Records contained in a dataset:
--- START ---

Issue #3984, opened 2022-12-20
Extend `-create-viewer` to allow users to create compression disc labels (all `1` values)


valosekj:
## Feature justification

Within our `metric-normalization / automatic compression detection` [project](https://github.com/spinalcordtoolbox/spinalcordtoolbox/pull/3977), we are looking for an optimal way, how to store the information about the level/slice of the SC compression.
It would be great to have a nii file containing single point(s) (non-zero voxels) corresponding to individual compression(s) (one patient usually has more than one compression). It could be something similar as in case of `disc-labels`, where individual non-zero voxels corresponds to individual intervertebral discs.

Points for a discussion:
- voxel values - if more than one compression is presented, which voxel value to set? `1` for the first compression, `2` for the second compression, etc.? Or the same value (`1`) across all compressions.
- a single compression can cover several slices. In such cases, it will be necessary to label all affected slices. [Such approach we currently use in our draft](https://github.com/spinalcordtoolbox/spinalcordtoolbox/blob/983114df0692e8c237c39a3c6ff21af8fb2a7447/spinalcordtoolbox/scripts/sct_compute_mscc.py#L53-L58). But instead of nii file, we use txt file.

--- END ---

- **Exercise prompt**: Gather all lines from the records above in which "file" appears.

- **Reply to the task**:
It would be great to have a nii file containing single point(s) (non-zero voxels) corresponding to individual compression(s) (one patient usually has more than one compression). It could be something similar as in case of `disc-labels`, where individual non-zero voxels corresponds to individual intervertebral discs.
- a single compression can cover several slices. In such cases, it will be necessary to label all affected slices. [Such approach we currently use in our draft](https://github.com/spinalcordtoolbox/spinalcordtoolbox/blob/983114df0692e8c237c39a3c6ff21af8fb2a7447/spinalcordtoolbox/scripts/sct_compute_mscc.py#L53-L58). But instead of nii file, we use txt file.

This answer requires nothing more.